PR #585, opened 2026-07-15
fix(brief): eliminate heredoc-in-command-substitution bash 3.2 bug at the root

saucetech:
## Summary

## Your assignment:
Your task is to write out, exactly, the line that contains "fix(brief): eliminate heredoc-in-command-substitution" and each line after it to the end of the data, with no other lines.

## Answer space:
fix(brief): eliminate heredoc-in-command-substitution bash 3.2 bug at the root

saucetech:
## Summary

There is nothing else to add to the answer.